Work instruction: Please write out each entry below exactly as it appears.

Excerpts from a dataset:
Issue #604, opened 2023-07-13
Weird pipeline issue where results are not available


JelteF:
To reproduce:

```python
import sys
import random
import psycopg
from psycopg import sql

max_pipeline_length = 10
max_prepared_stmt = 100
n_iterations = 100
size_of_param = 4096
for pipeline_length in range(max_pipeline_length):
    with psycopg.connect("port=5432 client_encoding=UTF8", autocommit=True) as conn:
        with conn.pipeline() as p, conn.cursor() as cur:
            for i in range(pipeline_length):
                stmt_id = random.randint(1, max_prepared_stmt)
                cur.execute(
                    sql.SQL("SELECT %s, %s as {}").format(
                        sql.Identifier(f"s{stmt_id}")
                    ),
                    params=(i, str(i).zfill(size_of_param)),
                    prepare=True,
                )
            # Uncommenting this line causes the issue to go away
            # p.sync()
            for i in range(pipeline_length):
                result = cur.fetchall()
                if result != [(i, str(i).zfill(size_of_param))]:
                    print(pipeline_length, i, result)
                    sys.exit(1)

                cur.nextset()
```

Output:
Issue #604, opened 2023-07-13
Weird pipeline issue where results are not available


JelteF:
To reproduce:

```python
import sys
import random
import psycopg
from psycopg import sql

max_pipeline_length = 10
max_prepared_stmt = 100
n_iterations = 100
size_of_param = 4096
for pipeline_length in range(max_pipeline_length):
    with psycopg.connect("port=5432 client_encoding=UTF8", autocommit=True) as conn:
        with conn.pipeline() as p, conn.cursor() as cur:
            for i in range(pipeline_length):
                stmt_id = random.randint(1, max_prepared_stmt)
                cur.execute(
                    sql.SQL("SELECT %s, %s as {}").format(
                        sql.Identifier(f"s{stmt_id}")
                    ),
                    params=(i, str(i).zfill(size_of_param)),
                    prepare=True,
                )
            # Uncommenting this line causes the issue to go away
            # p.sync()
            for i in range(pipeline_length):
                result = cur.fetchall()
                if result != [(i, str(i).zfill(size_of_param))]:
                    print(pipeline_length, i, result)
                    sys.exit(1)

                cur.nextset()
```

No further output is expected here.